_TASK_: From the entries that follow, copy each line containing the word "persistId".

_DATA TO USE_:
+ + + + + + +
PR #11752, opened 2026-01-09
fix: subscribe persisted store to prevent reused instances from sharing state for FileListMode

nshcr:
https://github.com/user-attachments/assets/05f7040f-49a5-4b9d-b49d-d69f58c8d88a

This PR fixes a bug I mentioned in that issue (https://github.com/gitbutlerapp/gitbutler/issues/11746) but didn't explain in detail.

In the branch tab, the persisted list mode state of the changed file preview for the selected branch did not correctly respond to branch switching, causing all branches to share the list mode state of the first selected branch (from the initial component initialization).

This is addressed by subscribing to the persisted store within the FileListMode component, ensuring that each branch maintains its own list mode state without affecting the others.

Although my proposal in that issue was to share state, I also believe that the state sharing fixed by this PR was clearly a bug. In this case, using isolated state aligns with the current expected behavior.

### DIFF
--- a/apps/desktop/src/components/FileListMode.svelte
+++ b/apps/desktop/src/components/FileListMode.svelte
@@ -13,11 +13,13 @@
 	let { persistId, mode = $bindable() }: Props = $props();
 
 	const userSettings = inject(SETTINGS);
-	let saved = persisted<Mode | undefined>(undefined, `file-list-mode-${persistId}`);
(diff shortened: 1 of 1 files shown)


Caleb-T-Owens:
Looks good to me, nice job spotting that :+1:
+ + + + + + +
_SOLUTION FOR THIS TASK_:
 	let { persistId, mode = $bindable() }: Props = $props();
-	let saved = persisted<Mode | undefined>(undefined, `file-list-mode-${persistId}`);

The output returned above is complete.